The answer is every line in the data below that contains the word "metacell".

Records supplied:
_ _ _

PR #792, opened 2025-01-20
Release/2.5.0

filippomc:
Creates [v2.5.0](https://metacell.atlassian.net/projects/CH/versions/10241/tab/release-report-all-issues)


tools/deployment-cli-tools/ch_cli_tools/openapi.py
```diff
@@ -79,18 +129,61 @@ def generate_python_client(module, openapi_file, client_src_path, lib_name=LIB_N
...
+            yaml.dump(data, yaml_file)
+
+
+def generate_openapi_from_ninja_schema(app_name: str, app_path: pathlib.Path) -> None:
+    # check if cloudharness_django python library is installed
+    python_module = to_python_module(app_name)
+    try:
+        import cloudharness_django
+        # dynamicall import python_module
+        __import__(f'{python_module}')
```
condar-metacell, line 161: **Suggestion**

There is no need to wrap this in an f-string, i.e. `__import__(python_module)`

tools/deployment-cli-tools/ch_cli_tools/openapi.py
```diff
@@ -109,3 +202,153 @@ def get_dependencies():
...
+        client_lib_name: str,
+        client_types: ClientType,
+) -> None:
+    """
+    Generates client stubs
+    """
+    if not should_generate('client libraries'):
+        return
+
+    logging.info('Generating client libraries for %s', str(client_types))
```
condar-metacell, line 265: **Suggestion**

_ _ _

Reply:
Creates [v2.5.0](https://metacell.atlassian.net/projects/CH/versions/10241/tab/release-report-all-issues)
condar-metacell, line 161: **Suggestion**
condar-metacell, line 265: **Suggestion**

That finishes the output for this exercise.